Overall, the benchmark generators and suites have **fragmentation** in the target **scenario**, (single versus multi-domain), **language** (REs versus ANML/MNRL), and **metrics** measured.

## B. Engines for Regular Expressions Matching

The vast body of research in the field of RE matching optimization confirms the community interest in several features from the efficient representation to the matching process [4], [12]–[15], [17], [20], [34], [35].

**CPU-based engines:** The current open-source state-ofthe-art RE execution engines that exploit CPUs are Google RE2 [30] and Intel Hyperscan [14]. RE2 was designed to have predictable run-time and bounded memory consumption. Instead, Hyperscan is a high-performance engine combined with an efficient representation, which currently supports only x86 processors and focuses on DPI scenarios. These engines represent the most flexible solution to RE matching with the most substantial support, and the highest performance. **GPU-based engines:** To improve the efficiency of RE matching, two approaches are possible. One based on multiple data streams against a single DFA (which usually exploits a depth-first execution approach); the other explores the parallel paths of an NFA (here, instead, it usually adopts a breadth-first execution model). Many works aim to exploit these parallelism degrees on top of a massively parallel architecture such as GPUs. We exclude closed-source approaches [17], [36], while selecting the approach proposed by Liu et al. [31] which exposes several state-of-the-art GPU-based methodologies.

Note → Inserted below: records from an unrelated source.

PR #405, opened 2020-10-27
DM-27321: Add day_obs and seq_num to exposure record

timj:
Also rename exposure.name to exposure.obs_id to make it look like obsCore.

### DIFF
--- a/python/lsst/daf/butler/configs/dimensions.yaml
+++ b/python/lsst/daf/butler/configs/dimensions.yaml
@@ -201,7 +201,7 @@ elements:
         name: id
         type: int
       -
-        name: name
+        name: obs_id
         type: string
         length: 64
     requires: [instrument]
--- a/python/lsst/daf/butler/configs/dimensions.yaml
+++ b/python/lsst/daf/butler/configs/dimensions.yaml
@@ -143,6 +143,13 @@ elements:
     implies: [physical_filter, visit_system]
     metadata:
       -
+        name: day_obs
+        type: int
+        doc: >
+          Day of observation as defined by the observatory (YYYYMMDD format).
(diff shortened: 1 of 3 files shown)


python/lsst/daf/butler/configs/dimensions.yaml
```diff
@@ -142,6 +142,12 @@ elements:
     requires: [instrument]
     implies: [physical_filter, visit_system]
     metadata:
+      -
+        name: day_obs
+        type: int
+        doc: >
+          Day of observation as defined by the observatory (YYYYMMDD format).
+          If a visit crosses multiple days this entry will be null.
```
RobertLuptonTheGood: Is this correct?  I thought it was the day when the observation is started;  LSST needs a dayObs for all data we take (not quite the same as this day_obs)

python/lsst/daf/butler/configs/dimensions.yaml
```diff
@@ -227,6 +233,18 @@ elements:
...
+      -
+        name: day_obs
+        type: int
+        doc: >
+          Day of observation as defined by the observatory (YYYYMMDD format).
+      -
+        name: seq_num
+        type: int
+        doc: >
+          Counter for the observation within a larger sequence. Contxt
```
RobertLuptonTheGood: "Context"

RobertLuptonTheGood (approved):

python/lsst/daf/butler/configs/dimensions.yaml
timj: I can change it for visit so that it returns the smallest day_obs if that's what you prefer.

RobertLuptonTheGood: Yes please.

PR #407, opened 2020-10-27
DM-26944: Move certifyCalibrations.py content to a butler command

czwa:
Add butler certify-calibrations.

### DIFF
--- a/python/lsst/daf/butler/cli/cmd/__init__.py
+++ b/python/lsst/daf/butler/cli/cmd/__init__.py
@@ -20,6 +20,7 @@
 # along with this program.  If not, see <http://www.gnu.org/licenses/>.
 
 __all__ = ("butler_import",
+           "certify_calibrations",
            "create",
            "config_dump",
            "config_validate",
@@ -28,11 +29,11 @@ __all__ = ("butler_import",
            "query_dataset_types",
            "query_datasets",
            "remove_dataset_type",
-           "certify_calibrations",
            )
 
 
 from .commands import (butler_import,
+                       certify_calibrations,
                        create,
                        config_dump,
                        config_validate,
@@ -41,5 +42,4 @@ from .commands import (butler_import,
                        query_dataset_types,
                        query_datasets,
                        remove_dataset_type,
-                       certify_calibrations,
                        )
--- a/python/lsst/daf/butler/cli/cmd/__init__.py
+++ b/python/lsst/daf/butler/cli/cmd/__init__.py
@@ -28,6 +28,7 @@ __all__ = ("butler_import",
            "query_dataset_types",
            "query_datasets",
            "remove_dataset_type",
+           "certify_calibrations",
            )
 
 
@@ -40,4 +41,5 @@ from .commands import (butler_import,
                        query_dataset_types,
                        query_datasets,
                        remove_dataset_type,
+                       certify_calibrations,
                        )
--- a/python/lsst/daf/butler/cli/cmd/commands.py
+++ b/python/lsst/daf/butler/cli/cmd/commands.py
@@ -202,3 +202,21 @@ def query_datasets(**kwargs):
         print("")
         table.pprint_all()
     print("")
+
+
+@click.command()
+@repo_argument(required=True)
+@click.argument('input-collection')
+@click.argument('output-collection')
+@click.argument('dataset-type-name')
+@click.option("--begin-date", "-b", type=str, default=None,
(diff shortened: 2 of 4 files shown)


python/lsst/daf/butler/cli/cmd/__init__.py
```diff
@@ -28,6 +28,7 @@
            "query_dataset_types",
            "query_datasets",
            "remove_dataset_type",
+           "certify_calibrations",
```
timj: Minor point but alphabetical order please.

python/lsst/daf/butler/cli/cmd/__init__.py
```diff
@@ -40,4 +41,5 @@
                        query_dataset_types,
                        query_datasets,
                        remove_dataset_type,
+                       certify_calibrations,
```
timj: Make alphabetical.

python/lsst/daf/butler/cli/cmd/commands.py
```diff
@@ -202,3 +202,21 @@ def query_datasets(**kwargs):
...
     print("")
+
+
+@click.command()
+@repo_argument(required=True)
+@click.argument('input-collection')
+@click.argument('output-collection')
+@click.argument('dataset-type-name')
+@click.option("--begin-date", "-b", type=str, default=None,
+              help="Datetime (TAI) of the beginning of the validity range for the certified calibrations.")
```
timj: You need to say if this is ISO format or MJD.

python/lsst/daf/butler/script/certifyCalibrations.py
```diff
@@ -0,0 +1,72 @@
...
+    end_date : `str`, optional
+        Date this calibration should stop being used.
+    search_all_inputs : `bool`, optional
+        Search all children of the inputCollection if it is a CHAINED
+        collection, instead of just the most recent one.
+    """
+    butler = Butler(repo, writeable=True)
+    registry = butler.registry
+    timespan = Timespan(
+        begin=astropy.time.Time(begin_date) if begin_date is not None else None,
```
timj: Might be more explicit to add `scale="tai"` here and below so we are completely certain these are parsed as TAI.

@TallJimbo should we be supporting the same syntax we support for queries? ie https://pipelines.lsst.io/v/daily/modules/lsst.daf.butler/queries.html#time-literals ? (the leading T is not needed of course -- I mean the `mjd/` and `/tai` stuff -- we have code for converting that string to an astropy Time.

Maybe we support ISO string now and later on can expand if asked (because an ISO string is compatible with how the T-string works).

python/lsst/daf/butler/script/certifyCalibrations.py
```diff
@@ -0,0 +1,72 @@
...
+        collection.
+    outputCollection : `str`
+        Data collection to store final calibrations.  If it already exists, it
+        must be a `~CollectionType.CALIBRATION` collection.  If not, a new
+        `~CollectionType.CALIBRATION` collection with this name will be
+        registered.
+    datasetTypeName : `str`
+        Name of the dataset type to certify.
+    begin_date : `str`, optional
+        Date this calibration should start being used.
```
timj: Should state format and time scale.

timj (approved):
Looks good. Main comment is about documentation of time formats.

python/lsst/daf/butler/cli/cmd/commands.py
```diff
@@ -202,3 +202,21 @@ def query_datasets(**kwargs):
...
         table.pprint_all()
     print("")
+
+
+@click.command()
+@repo_argument(required=True)
+@click.argument('input-collection')
+@click.argument('output-collection')
+@click.argument('dataset-type-name')
+@click.option("--begin-date", "-b", type=str, default=None,
```
timj: @n8pease might want to comment but can we not use the `-b` and `-e` short options to begin with until we get a better feel as to whether they are confusing. We use `-b` to mean butler repo in `pipetask` and we are trying not to reuse short options if we don't have to.

czwa: I've removed them, and updated `ci_cpp_gen3` to use the full `--begin-date` style formats.

python/lsst/daf/butler/script/certifyCalibrations.py
TallJimbo: Yeah, I brought this up on slack a while back and never followed up with a ticket as I'd promised: https://lsstc.slack.com/archives/C2JPL8U78/p1600964518003000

FPGA-based engines: FPGAs are spatial architectures that enable different approaches. On the one hand, some solutions embed the automata logic directly on the reconfigurable fabric exploiting the adaptability at the cost of regenerating new bitstreams for unseen REs [16], [18], [37], [38]. On the other hand, others devise programmable DSAs to exploit the domain specialization offered by the reconfigurable hardware and expose flexibility in terms of instructions/REs to execute [22], [39], [40]. Despite some solutions are open-source, they are not documented, cumbersome to use, or do not provide means to really execute on hardware; thus, we exclude them from our work. Other open approaches present limitations in terms of searching procedure (i.e., can only find REs that match from the beginning of the data stream), such as the Vitis Library RE engine [40]. We also exclude engines limited in the amount of data able to process, such as CICERO [22]. Despite benchmarking efforts demonstrated that FPGA's spatial computing capabilities attain the highest performance at the cost of losing flexibility [25], we exclude such engines since the open-source ones do not support enough general REs features.

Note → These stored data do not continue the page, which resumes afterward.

PR #409, opened 2020-10-28
DM-27293: Extend expression parser with new constructs and options

andy-slac:
Summary of changes:

- new mechanism for identifier substitution (a.k.a. bindparams), parser now takes a Mapping that can map identifier names into `Node` instances.
- `POINT(ra, dec)` declares sky coordinates, generates new node type in the tree
- time range can be specified with a tuple of 2 time literals, tuples also make new node type
- `[NOT] IN` supports more options on right hand side, can be used with time ranges and regions
- new `OVERLAPS` operator that can work with time ranges and regions.

Just as before parser only builds parse tree, actual work for transforming that into reasonable output is responsibility of visitors. Visitor interface was extended for new node types, but implementation of existing visitors need are vision to actually do something useful.


python/lsst/daf/butler/registry/queries/exprParser/exprTree.py
```diff
@@ -317,6 +317,32 @@ def __str__(self) -> str:
...
+    Tuple is used to represent time ranges, for now parser supports tuples
+    with two items, though this class can be used to represent different
+    number of items in sequence.
+
+    Attributes
+    ----------
+    items : tuple of Node
+        Expressions inside parentheses.
+    """
+    def __init__(self, items: Tuple[Node]):
```
TallJimbo: I think the type annotation here should either be `Tuple[Node, ...]` (for any number of elements) or `Tuple[Node, Node]` (for 2-tuples only).  I think you're supporting only 2-tuples in the syntax here, but I wasn't sure if you were trying to make the visitor interface extensible to more later.

TallJimbo (approved):
Looks good!  ~The only thing I can think of that I didn't see in the PR was identifiers with more than one `.` separator, but it may just be that this is already supported and I didn't know it.~ edited: I just didn't see the commit originally.

I was a bit surprised to see the bindparam support here, though, because I was convinced by your previous argument on Jira that we could just use the existing `Identifier` nodes to inject bindparams via the visitor interface.  Is there an advantage to doing it in the parser instead?

python/lsst/daf/butler/registry/queries/exprParser/exprTree.py
andy-slac: I'll add `...`, indeed the language grammar now allows only two items, but parsed tree is separate from grammar so you can build your own expression trees, and I can't exclude we can extend grammar with longer tuples if needed.

andy-slac:
Sorry I did not mention two-dot identifiers, but I indeed added support for that too. For now only one or two dots are allowed, if you think you need more it's easy to update lexer for that. I did not think that supporting infinite number of dots is useful so I limited that to what you asked on a ticket.

For bindparams - I thought about implementing that at visitor level but then figured out that it is much simpler to do it in parser. With visitor I'd have to provide some reasonable implementation in the base class and I generally prefer to keep implementation separate from abstract interfaces so it would probably need a new intermediate base class or a mixin for a visitor to support that feature. And overriding `visitIdentifier` would need more attention to do the right thing in that case (including avoiding potential recursion loops). Still if you want it to happen in visitor there are two options:

- I can move that implementation to a visitor base class
- you can ignore parser feature and re-implement it in a specific visitor class

TallJimbo:
Sounds good r.e. bindparams.  I don't know yet whether it will be necessary to implement them in specific visitors (e.g. because we need to parse before we have bindparam values available in some context), but having support in the parser certainly does no harm, and I don't think there's any need to add it to the base visitors.

PR #410, opened 2020-10-29
DM-26403: Reorganize ButlerURI into separate files

fubarwrangler:
Splitting butler URI backends into separate files for ease of eventual splitting off into separate package.


python/lsst/daf/butler/core/location.py
```diff
@@ -33,7 +33,7 @@
     Union,
 )
 
-from ._butlerUri import ButlerURI
+from .uri import ButlerURI
```
timj: I still wanted the directory to be called `_butlerUri`  -- which would mean this line doesn't change.  I understand that the s3utils and webdavutils imports into the tests then look weird but I think I can live with that.  In the longer term the s3utils and webdavutils tests should disappear because ButlerURI should be testing all that anyhow.  That leaves us only with the test_butler.py imports which need a bit more thought.

python/lsst/daf/butler/core/uri/__init__.py
```diff
@@ -0,0 +1,5 @@
+# Should only expose ButlerURI
+
+from ._butlerUri import ButlerURI
+__all__ = ("ButlerURI",)
```
timj: We don't usually put `__all__` in `__init__.py` since for the way we use `__init__.py` it mostly is for forwarding symbols anyhow. The `__all__` here does not serve any purpose so can be removed.

timj (approved):

python/lsst/daf/butler/core/uri/_butlerUri.py
```diff
@@ -0,0 +1,668 @@
...
+                from .file import ButlerFileURI
+                subclass = ButlerFileURI
+            elif parsed.scheme == "s3":
+                from .s3 import ButlerS3URI
+                subclass = ButlerS3URI
+            elif parsed.scheme.startswith("http"):
+                from .http import ButlerHttpURI
+                subclass = ButlerHttpURI
+            elif parsed.scheme == "resource":
+                # Rules for scheme names disasllow pkg_resource
```
timj: Minor typo in this comment. Maybe that was mine originally 😄

python/lsst/daf/butler/core/location.py
fubarwrangler: You want me to rename the whole uri/ directory to _butlerUri/ then? Do I keep a file called _butlerUri.py in that directory too?

python/lsst/daf/butler/core/uri/__init__.py
fubarwrangler: Understood, wasn't sure will fix

python/lsst/daf/butler/core/uri/_butlerUri.py
fubarwrangler: Fixed!

python/lsst/daf/butler/core/location.py
timj: Yes, I want the directory renamed and the _butlerUri.py to still be in that subdirectory.

fubarwrangler:
This should be ready now, rebased into 2 commits

PR #413, opened 2020-10-30
DM-27343: Test for URI existence before reporting bad file extension

timj:
If ButlerConfig is constructed with a directory that
does not exist, the butler.yaml will not be appended.
In that case we want to report that the directory
does not exist, not that it does not have .yaml
extension.

Only do the existence check if we know we are about to raise.
It can be an expensive check and if we pass the extension
test we will get a FileNotFoundError later.


n8pease:
looks good.

PR #414, opened 2020-10-30
DM-27253: reimplement commonSkyPix overlaps with more general tables

TallJimbo:
This doesn't change the functionality available at a high level; it just defines tables and starts to define interfaces that we can use to materialize more spatial joins in the future.


python/lsst/daf/butler/registry/dimensions/governor.py
```diff
@@ -64,12 +64,13 @@ def __init__(self, db: Database, dimension: GovernorDimension, table: sqlalchemy
         self._dimension = dimension
```
andy-slac, line 62: From old commit - lines 50-53 above - duplicate `Parameters` heading.

python/lsst/daf/butler/registry/dimensions/overlaps.py
```diff
@@ -0,0 +1,191 @@
...
+
+    New instances should be constructed by calling `initialize`, not by calling
+    the constructor directly.
+
+    Parameters
+    ----------
+    db : `Database`
+        Interface to the underlying database engine and namespace.
+    elementStorage : `tuple` [ `DatabaseDimensionRecordStorage` ]
+        Storage objects for the elements this object will related.
```
andy-slac: `will related` - `will be related to`? And next parameter too.

python/lsst/daf/butler/registry/dimensions/static.py
```diff
@@ -56,27 +66,74 @@ class StaticDimensionRecordStorageManager(DimensionRecordStorageManager):
...
+        self._overlaps = overlaps
 
     @classmethod
     def initialize(cls, db: Database, context: StaticTablesContext, *,
                    universe: DimensionUniverse) -> DimensionRecordStorageManager:
         # Docstring inherited from DimensionRecordStorageManager.
+        # Start by initializing governor dimensions; those go both in the main
+        # 'records' mapping we'll pass to init, and a local dictionary that we
+        # can pass in when initializing storage for DatabaseDimensionElements.
+        governors: NamedKeyDict[GovernorDimension, GovernorDimensionRecordStorage] = NamedKeyDict()
```
andy-slac: Just curious - could there be syntax like:

    governors = NamedKeyDict[GovernorDimension, GovernorDimensionRecordStorage]()

to reduce strain on my eyes?

python/lsst/daf/butler/registry/dimensions/table.py
```diff
@@ -158,13 +228,560 @@ def sync(self, record: DimensionRecord) -> bool:
...
+                levels.sort(reverse=True)
+                # Start with the first level, which is the finest-grained one.
+                # Compute skypix envelope indices directly for that.
+                indices: Dict[int, Set[int]] = {levels[0]: set()}
+                for begin, end in system[levels[0]].pixelization.envelope(record.region):  # type: ignore
+                    indices[levels[0]].update(range(begin, end))
+                # Divide those indices by powers of 4 (and remove duplicates)
+                # work our way up to the last (coarsest) level.
+                for lastLevel, nextLevel in zip(levels[:-1], levels[1:]):
+                    factor = 4**(lastLevel - nextLevel)
```
andy-slac, line 693: Is this true for all known pixelization systems? Or do we only care about HTM?

andy-slac (approved):
Looks OK, though it's a bit dense in places and I'm not sure I could understand every line of it 🙂

python/lsst/daf/butler/registry/dimensions/overlaps.py
TallJimbo: :+1: was supposed to be "will relate".

python/lsst/daf/butler/registry/dimensions/static.py
TallJimbo: Good point!  That syntax doesn't always work (for example with `Optional` or `Union`), so I always forget to use it when it does.  I will here.

python/lsst/daf/butler/registry/dimensions/table.py
TallJimbo: I am fairly certain it is true for HTM, Q3C, and healpix (for the "nested" healpix numbering system that we'd use, at least).

PR #421, opened 2021-08-25
Use relative path for testfiles submodule

calfr:
With a similar rational to https://github.com/fireeye/capa/issues/255, looks to change the path for submodules from absolute (which forces a ssh based clone) to relative.

Note a downside mentioned within the issue stating that developers would need to fork the testfiles repository as well while developing.


williballenthin:
thank you!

**ASIC-based engines:** This class mainly exploits the inmemory approach similar to the FPGA-embedding in different structures such as Content Addressable Memories (CAMs) [35], [41], or other special memories [19], [32], [34]. Besides, others devise DSAs, but they provide simulation results only [21]. The two primary industrial efforts from IBM with the Power Edge of Network [19] and the Micron AP [32] report extremely relevant and remarkable results. However, they are probably abandoned and unavailable; thus, we exclude them.

Despite the vast number of engines across different kinds of technologies, the off-the-shelf ones that we could exploit **experimentally** restrict to **CPU- and GPU-based engines**.

# III. THE YARB METHODOLOGY AND FRAMEWORK

To cope with REs domain fragmentation, we developed YARB, an open-source benchmarking methodology. YARB is powered by benchmark suites, generators, software, and engines available in the State of the Art coupled with customdeveloped software. We design our framework to: 1) **exploit** other researchers' efforts and build on the REs as universal language; 2) **extensively** study the REs domain under different aspects and evaluate **different implications systematically** and in a **semi-automated** approach; 3) be **methodologically extensible**, **modular**, and **open** to contributions. Figure 1 represents YARB with green part coming from the literature, while the purple blocks represents our novel contributions.

<sup>&</sup>lt;sup>1</sup>It is noteworthy to remind the reader that Finite Automaton (either Deterministic/DFA or Non-Deterministic/NFA) are equivalent to a RE [10].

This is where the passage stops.